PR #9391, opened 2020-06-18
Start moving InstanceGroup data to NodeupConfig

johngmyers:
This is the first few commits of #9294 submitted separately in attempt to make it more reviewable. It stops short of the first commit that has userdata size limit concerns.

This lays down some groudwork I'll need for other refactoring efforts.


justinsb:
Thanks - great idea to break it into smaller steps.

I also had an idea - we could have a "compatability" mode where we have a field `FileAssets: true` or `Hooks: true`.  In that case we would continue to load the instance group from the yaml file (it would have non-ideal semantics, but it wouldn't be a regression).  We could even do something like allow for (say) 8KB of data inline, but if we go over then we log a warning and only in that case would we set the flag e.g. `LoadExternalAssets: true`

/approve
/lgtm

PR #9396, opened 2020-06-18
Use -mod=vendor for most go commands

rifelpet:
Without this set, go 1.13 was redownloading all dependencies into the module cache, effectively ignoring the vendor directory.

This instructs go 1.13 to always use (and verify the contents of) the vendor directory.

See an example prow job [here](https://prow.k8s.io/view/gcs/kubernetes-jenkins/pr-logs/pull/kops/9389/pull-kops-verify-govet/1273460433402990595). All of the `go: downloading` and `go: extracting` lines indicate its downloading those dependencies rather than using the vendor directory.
==================================================
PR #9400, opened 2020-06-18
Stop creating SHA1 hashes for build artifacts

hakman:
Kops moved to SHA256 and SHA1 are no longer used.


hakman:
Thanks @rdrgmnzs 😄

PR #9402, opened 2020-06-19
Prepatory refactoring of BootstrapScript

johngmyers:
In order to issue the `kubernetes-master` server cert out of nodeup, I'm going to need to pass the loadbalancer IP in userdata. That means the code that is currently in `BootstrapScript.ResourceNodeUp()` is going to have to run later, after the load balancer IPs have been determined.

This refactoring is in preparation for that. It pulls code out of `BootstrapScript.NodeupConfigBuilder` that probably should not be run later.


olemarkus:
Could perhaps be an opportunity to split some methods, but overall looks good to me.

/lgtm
==================================================
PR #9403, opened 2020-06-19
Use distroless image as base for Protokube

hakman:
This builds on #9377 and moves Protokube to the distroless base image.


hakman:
==================================================
EXERCISE: Above are the entries. Quote exactly the lines from the one bearing "PR #9391, opened 2020-06-18" through the one bearing "See an example".

RESPONSE TO THE EXERCISE:
PR #9391, opened 2020-06-18
Start moving InstanceGroup data to NodeupConfig

johngmyers:
This is the first few commits of #9294 submitted separately in attempt to make it more reviewable. It stops short of the first commit that has userdata size limit concerns.

This lays down some groudwork I'll need for other refactoring efforts.


justinsb:
Thanks - great idea to break it into smaller steps.

I also had an idea - we could have a "compatability" mode where we have a field `FileAssets: true` or `Hooks: true`.  In that case we would continue to load the instance group from the yaml file (it would have non-ideal semantics, but it wouldn't be a regression).  We could even do something like allow for (say) 8KB of data inline, but if we go over then we log a warning and only in that case would we set the flag e.g. `LoadExternalAssets: true`

/approve
/lgtm

PR #9396, opened 2020-06-18
Use -mod=vendor for most go commands

rifelpet:
Without this set, go 1.13 was redownloading all dependencies into the module cache, effectively ignoring the vendor directory.

This instructs go 1.13 to always use (and verify the contents of) the vendor directory.

See an example prow job [here](https://prow.k8s.io/view/gcs/kubernetes-jenkins/pr-logs/pull/kops/9389/pull-kops-verify-govet/1273460433402990595). All of the `go: downloading` and `go: extracting` lines indicate its downloading those dependencies rather than using the vendor directory.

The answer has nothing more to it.